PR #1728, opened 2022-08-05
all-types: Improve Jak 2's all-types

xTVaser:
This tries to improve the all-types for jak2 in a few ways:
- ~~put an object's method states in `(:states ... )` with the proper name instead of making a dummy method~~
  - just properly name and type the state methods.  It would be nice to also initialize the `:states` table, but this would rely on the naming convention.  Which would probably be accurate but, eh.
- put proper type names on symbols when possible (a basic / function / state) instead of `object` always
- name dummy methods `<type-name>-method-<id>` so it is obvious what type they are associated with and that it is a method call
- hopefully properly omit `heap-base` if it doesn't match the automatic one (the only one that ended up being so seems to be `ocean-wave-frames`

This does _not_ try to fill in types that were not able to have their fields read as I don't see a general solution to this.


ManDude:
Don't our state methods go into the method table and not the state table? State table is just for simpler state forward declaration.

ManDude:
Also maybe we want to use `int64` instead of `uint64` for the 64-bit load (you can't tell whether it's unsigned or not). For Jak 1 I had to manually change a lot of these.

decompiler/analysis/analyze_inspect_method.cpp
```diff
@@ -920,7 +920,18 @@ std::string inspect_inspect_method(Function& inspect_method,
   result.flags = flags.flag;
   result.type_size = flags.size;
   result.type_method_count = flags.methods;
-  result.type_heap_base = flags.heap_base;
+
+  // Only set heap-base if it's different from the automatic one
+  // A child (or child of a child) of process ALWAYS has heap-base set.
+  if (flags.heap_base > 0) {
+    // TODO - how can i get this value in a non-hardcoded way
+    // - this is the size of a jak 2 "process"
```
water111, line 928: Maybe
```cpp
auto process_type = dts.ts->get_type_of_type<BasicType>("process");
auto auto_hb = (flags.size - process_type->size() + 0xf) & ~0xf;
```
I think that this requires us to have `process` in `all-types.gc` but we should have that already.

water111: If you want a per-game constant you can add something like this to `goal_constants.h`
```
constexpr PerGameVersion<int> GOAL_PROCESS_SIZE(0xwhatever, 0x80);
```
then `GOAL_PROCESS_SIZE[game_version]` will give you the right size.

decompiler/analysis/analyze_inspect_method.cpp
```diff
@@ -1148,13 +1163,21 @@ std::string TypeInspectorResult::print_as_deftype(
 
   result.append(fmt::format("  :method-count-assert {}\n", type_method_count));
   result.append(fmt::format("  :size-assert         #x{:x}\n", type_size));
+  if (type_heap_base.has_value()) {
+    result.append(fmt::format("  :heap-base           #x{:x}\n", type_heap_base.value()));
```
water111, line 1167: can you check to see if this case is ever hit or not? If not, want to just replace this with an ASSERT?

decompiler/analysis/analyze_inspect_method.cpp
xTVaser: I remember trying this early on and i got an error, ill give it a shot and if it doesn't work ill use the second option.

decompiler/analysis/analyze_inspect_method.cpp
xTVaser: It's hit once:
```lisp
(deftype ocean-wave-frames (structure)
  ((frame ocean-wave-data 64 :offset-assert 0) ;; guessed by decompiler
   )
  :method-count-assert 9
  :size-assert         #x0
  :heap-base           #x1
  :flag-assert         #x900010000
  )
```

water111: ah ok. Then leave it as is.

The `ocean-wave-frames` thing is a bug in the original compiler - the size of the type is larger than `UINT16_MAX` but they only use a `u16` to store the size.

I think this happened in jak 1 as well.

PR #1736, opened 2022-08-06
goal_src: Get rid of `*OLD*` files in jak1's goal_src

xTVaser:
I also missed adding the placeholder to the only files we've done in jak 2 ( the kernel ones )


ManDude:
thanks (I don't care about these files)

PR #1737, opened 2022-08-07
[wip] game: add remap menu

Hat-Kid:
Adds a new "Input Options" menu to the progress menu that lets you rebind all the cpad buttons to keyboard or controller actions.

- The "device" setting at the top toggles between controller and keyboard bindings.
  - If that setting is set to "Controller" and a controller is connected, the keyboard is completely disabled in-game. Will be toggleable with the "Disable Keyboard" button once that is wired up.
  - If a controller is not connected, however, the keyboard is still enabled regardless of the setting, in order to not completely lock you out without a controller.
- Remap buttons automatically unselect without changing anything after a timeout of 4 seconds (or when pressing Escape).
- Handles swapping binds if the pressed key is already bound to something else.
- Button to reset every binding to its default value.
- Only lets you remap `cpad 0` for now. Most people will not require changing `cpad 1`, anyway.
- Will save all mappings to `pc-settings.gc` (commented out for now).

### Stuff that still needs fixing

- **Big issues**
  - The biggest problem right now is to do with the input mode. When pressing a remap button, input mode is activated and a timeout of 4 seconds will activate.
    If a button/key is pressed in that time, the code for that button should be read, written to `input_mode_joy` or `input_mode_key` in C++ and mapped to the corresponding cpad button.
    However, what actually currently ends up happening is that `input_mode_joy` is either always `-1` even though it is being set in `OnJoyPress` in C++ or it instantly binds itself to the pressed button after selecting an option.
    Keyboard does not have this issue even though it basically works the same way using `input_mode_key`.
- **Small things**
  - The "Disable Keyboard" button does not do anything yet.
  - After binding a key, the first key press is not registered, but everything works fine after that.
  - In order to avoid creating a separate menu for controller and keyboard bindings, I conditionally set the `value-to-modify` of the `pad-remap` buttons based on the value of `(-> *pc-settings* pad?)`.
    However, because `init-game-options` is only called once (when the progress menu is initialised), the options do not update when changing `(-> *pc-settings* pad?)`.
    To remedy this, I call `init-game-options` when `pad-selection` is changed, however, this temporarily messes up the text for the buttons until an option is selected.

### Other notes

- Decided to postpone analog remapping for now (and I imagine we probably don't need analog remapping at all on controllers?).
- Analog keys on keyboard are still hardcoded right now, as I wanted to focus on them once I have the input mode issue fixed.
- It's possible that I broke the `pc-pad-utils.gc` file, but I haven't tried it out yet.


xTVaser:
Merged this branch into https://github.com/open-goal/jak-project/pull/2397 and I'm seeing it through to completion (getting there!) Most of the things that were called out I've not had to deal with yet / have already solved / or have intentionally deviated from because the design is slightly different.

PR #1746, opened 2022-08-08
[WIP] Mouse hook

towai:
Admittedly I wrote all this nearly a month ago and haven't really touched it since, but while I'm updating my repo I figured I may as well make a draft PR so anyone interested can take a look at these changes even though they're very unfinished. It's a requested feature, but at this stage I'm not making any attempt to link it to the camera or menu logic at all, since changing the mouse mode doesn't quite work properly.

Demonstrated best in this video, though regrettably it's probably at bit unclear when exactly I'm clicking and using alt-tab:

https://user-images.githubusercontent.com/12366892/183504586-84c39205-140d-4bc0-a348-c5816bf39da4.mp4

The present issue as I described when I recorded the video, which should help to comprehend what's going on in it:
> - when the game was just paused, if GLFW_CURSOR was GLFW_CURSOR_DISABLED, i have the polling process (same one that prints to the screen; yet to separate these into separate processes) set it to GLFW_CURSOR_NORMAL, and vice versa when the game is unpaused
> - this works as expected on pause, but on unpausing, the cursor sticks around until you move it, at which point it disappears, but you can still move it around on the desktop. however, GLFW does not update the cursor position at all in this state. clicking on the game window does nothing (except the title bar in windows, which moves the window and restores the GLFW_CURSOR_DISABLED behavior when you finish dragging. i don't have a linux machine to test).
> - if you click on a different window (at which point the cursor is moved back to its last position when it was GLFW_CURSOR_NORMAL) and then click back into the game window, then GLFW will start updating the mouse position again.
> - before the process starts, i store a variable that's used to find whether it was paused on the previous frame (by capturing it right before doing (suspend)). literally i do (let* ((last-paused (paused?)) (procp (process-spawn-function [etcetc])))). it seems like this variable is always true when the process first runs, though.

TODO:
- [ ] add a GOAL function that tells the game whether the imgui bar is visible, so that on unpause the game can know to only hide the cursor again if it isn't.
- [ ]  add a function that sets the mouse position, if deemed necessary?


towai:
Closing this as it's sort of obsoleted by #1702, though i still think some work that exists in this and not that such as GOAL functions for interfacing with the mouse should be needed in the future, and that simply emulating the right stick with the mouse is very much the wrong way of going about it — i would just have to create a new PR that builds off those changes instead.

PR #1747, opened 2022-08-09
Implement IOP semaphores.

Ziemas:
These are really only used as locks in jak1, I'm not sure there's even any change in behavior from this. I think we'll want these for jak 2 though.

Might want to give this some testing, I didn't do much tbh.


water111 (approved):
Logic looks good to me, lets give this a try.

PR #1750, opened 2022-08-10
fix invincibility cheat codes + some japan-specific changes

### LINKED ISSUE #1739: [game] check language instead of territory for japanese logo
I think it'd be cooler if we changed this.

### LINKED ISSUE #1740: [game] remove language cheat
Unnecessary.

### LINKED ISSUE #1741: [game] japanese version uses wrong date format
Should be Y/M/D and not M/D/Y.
^^^^^^^^
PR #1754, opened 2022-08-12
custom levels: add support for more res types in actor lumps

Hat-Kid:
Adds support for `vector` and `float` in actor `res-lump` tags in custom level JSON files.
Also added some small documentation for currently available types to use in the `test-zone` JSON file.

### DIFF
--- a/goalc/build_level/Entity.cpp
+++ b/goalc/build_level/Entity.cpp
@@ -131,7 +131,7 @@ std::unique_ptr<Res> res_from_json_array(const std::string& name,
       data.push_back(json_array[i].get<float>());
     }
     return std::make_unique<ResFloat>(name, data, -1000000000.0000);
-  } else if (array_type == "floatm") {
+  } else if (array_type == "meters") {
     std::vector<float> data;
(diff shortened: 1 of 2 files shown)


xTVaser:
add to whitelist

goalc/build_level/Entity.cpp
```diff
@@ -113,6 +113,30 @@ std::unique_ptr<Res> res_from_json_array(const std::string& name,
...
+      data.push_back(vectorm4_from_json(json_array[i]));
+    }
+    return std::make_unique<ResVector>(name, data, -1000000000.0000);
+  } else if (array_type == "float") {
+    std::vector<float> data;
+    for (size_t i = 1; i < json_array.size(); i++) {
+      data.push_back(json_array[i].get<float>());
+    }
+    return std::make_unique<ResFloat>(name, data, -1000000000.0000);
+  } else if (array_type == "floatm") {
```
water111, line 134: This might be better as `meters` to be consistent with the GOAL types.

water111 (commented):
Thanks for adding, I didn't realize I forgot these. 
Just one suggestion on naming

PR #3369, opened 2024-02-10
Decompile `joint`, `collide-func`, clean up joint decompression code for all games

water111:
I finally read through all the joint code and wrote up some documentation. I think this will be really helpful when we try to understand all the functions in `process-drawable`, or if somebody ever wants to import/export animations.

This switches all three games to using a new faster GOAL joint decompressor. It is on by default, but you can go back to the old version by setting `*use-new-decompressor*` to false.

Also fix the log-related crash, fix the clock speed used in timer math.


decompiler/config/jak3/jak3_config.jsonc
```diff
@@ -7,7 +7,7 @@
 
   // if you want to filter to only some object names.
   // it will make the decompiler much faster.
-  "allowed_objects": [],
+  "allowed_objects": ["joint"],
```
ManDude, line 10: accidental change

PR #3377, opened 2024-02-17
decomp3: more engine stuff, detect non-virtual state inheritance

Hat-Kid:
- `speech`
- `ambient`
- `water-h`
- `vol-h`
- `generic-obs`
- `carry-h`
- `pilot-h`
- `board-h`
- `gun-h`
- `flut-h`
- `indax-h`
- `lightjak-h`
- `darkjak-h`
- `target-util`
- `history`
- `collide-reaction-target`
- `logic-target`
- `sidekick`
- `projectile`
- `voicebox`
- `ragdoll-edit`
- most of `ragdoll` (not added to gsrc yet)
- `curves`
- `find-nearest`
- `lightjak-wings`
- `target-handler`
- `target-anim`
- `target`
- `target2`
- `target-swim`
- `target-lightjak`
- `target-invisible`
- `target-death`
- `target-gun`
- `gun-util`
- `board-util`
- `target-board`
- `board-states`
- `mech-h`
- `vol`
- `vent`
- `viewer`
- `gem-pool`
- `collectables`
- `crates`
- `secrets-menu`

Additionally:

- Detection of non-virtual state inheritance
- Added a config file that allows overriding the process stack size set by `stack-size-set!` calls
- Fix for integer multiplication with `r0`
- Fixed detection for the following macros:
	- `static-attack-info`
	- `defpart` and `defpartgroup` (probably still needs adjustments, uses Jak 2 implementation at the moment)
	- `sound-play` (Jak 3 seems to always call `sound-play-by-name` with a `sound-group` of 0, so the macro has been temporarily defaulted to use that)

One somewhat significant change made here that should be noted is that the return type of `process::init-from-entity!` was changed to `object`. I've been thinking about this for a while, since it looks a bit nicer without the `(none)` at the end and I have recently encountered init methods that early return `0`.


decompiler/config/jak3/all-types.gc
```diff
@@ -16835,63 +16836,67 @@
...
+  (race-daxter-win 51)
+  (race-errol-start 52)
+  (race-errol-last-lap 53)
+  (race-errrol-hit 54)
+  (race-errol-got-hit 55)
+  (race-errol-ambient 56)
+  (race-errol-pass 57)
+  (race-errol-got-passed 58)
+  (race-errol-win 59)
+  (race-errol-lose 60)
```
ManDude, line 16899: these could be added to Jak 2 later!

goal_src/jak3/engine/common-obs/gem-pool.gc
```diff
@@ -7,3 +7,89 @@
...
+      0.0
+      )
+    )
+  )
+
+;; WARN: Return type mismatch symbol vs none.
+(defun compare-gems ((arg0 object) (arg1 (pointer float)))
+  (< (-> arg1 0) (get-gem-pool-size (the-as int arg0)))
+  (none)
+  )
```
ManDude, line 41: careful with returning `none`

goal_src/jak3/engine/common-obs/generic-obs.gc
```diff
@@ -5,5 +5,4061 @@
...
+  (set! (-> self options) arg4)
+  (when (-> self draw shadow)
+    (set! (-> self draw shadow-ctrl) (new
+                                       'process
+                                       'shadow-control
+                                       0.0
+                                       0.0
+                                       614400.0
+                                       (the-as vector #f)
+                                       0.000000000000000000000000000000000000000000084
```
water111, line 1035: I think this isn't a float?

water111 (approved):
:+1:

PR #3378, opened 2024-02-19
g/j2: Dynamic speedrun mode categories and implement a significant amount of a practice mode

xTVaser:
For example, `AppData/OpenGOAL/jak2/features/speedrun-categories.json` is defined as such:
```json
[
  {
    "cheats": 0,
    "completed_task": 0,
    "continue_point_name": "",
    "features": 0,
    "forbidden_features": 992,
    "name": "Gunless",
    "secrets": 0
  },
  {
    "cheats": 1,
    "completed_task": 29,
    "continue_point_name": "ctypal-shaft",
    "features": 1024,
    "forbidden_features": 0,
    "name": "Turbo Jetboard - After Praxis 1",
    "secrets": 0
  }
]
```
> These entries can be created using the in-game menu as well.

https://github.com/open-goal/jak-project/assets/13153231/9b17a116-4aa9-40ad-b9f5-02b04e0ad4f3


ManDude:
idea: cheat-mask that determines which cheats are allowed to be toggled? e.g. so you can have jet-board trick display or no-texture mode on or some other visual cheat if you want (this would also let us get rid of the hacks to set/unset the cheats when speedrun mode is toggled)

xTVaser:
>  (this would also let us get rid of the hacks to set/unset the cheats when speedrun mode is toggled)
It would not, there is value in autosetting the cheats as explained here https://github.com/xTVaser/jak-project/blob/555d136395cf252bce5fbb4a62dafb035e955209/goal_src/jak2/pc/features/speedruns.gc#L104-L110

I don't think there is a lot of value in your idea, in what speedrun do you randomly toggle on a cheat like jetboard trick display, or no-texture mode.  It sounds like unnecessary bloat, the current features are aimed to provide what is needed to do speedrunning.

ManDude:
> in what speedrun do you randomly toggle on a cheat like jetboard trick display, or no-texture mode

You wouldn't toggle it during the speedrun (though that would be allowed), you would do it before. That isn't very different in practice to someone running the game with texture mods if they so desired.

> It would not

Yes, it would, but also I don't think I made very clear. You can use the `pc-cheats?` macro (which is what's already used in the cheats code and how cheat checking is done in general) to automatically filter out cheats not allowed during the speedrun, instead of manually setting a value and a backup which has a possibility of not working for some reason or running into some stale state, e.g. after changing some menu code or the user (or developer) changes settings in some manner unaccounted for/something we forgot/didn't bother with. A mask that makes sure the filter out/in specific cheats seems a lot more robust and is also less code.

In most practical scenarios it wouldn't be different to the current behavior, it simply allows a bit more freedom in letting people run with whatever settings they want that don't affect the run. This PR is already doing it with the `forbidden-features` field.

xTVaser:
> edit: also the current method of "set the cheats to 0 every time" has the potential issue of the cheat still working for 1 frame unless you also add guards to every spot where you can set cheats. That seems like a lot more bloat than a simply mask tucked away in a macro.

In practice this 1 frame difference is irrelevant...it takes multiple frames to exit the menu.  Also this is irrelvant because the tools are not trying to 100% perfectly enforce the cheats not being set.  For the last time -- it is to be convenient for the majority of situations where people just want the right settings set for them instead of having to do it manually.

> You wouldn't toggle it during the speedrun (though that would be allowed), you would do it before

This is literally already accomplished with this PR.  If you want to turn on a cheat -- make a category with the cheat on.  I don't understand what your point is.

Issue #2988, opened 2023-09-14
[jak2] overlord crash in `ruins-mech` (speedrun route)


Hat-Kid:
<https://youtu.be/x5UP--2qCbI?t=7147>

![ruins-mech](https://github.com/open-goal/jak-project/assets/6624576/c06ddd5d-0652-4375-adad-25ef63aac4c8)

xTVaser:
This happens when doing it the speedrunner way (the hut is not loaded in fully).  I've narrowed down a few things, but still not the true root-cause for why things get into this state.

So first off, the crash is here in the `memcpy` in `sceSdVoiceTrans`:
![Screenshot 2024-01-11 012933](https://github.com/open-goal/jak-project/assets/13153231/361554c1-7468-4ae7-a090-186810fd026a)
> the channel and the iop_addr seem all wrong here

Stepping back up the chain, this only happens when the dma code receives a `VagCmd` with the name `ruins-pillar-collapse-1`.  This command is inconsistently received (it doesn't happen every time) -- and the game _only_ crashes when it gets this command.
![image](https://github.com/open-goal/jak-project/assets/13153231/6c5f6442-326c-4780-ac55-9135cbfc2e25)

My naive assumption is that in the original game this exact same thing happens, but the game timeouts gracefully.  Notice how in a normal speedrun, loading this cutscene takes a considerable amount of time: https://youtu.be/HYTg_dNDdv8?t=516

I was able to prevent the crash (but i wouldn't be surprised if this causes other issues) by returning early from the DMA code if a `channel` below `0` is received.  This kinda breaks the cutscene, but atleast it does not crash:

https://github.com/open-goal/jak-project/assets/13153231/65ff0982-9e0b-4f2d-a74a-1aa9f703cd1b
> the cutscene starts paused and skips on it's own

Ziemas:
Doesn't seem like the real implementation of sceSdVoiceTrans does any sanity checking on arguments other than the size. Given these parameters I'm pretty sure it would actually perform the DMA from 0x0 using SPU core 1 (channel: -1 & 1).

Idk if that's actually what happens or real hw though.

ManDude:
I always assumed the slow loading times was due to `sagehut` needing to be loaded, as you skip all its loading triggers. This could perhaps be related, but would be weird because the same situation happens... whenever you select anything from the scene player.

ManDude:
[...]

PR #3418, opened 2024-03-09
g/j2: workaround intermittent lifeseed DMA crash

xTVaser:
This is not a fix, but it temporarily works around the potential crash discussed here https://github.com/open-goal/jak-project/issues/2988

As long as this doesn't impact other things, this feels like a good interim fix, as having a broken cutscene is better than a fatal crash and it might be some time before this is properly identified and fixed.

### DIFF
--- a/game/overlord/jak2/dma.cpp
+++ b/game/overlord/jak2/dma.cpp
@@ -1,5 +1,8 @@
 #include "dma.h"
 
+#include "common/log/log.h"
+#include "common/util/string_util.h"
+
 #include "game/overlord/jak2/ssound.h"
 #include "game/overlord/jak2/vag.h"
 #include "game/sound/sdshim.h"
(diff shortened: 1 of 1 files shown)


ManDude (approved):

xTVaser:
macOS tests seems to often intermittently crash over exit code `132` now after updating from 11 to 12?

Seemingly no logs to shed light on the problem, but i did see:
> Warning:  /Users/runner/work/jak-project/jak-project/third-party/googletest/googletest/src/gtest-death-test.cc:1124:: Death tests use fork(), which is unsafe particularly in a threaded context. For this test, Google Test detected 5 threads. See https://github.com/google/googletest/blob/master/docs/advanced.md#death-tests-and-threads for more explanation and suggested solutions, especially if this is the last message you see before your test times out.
^^^^^^^^
-- Assignment --
Copy every line of the data that holds the string "implementation".

-- Answer box --
	- `defpart` and `defpartgroup` (probably still needs adjustments, uses Jak 2 implementation at the moment)
Doesn't seem like the real implementation of sceSdVoiceTrans does any sanity checking on arguments other than the size. Given these parameters I'm pretty sure it would actually perform the DMA from 0x0 using SPU core 1 (channel: -1 & 1).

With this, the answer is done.